### What to work on
Print each record exactly, with no word added or removed.

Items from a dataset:
══════════
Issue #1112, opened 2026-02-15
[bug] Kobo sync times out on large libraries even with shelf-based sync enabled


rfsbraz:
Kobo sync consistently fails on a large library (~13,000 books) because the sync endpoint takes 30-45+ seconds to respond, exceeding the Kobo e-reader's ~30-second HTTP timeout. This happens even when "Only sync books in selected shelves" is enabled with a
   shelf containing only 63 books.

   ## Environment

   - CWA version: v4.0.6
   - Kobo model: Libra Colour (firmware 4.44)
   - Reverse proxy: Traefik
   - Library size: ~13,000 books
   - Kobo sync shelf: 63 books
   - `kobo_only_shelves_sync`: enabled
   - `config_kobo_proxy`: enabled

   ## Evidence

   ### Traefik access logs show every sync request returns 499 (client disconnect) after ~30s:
══════════
### Task answer
Issue #1112, opened 2026-02-15
[bug] Kobo sync times out on large libraries even with shelf-based sync enabled


rfsbraz:
Kobo sync consistently fails on a large library (~13,000 books) because the sync endpoint takes 30-45+ seconds to respond, exceeding the Kobo e-reader's ~30-second HTTP timeout. This happens even when "Only sync books in selected shelves" is enabled with a
   shelf containing only 63 books.

   ## Environment

   - CWA version: v4.0.6
   - Kobo model: Libra Colour (firmware 4.44)
   - Reverse proxy: Traefik
   - Library size: ~13,000 books
   - Kobo sync shelf: 63 books
   - `kobo_only_shelves_sync`: enabled
   - `config_kobo_proxy`: enabled

   ## Evidence

   ### Traefik access logs show every sync request returns 499 (client disconnect) after ~30s:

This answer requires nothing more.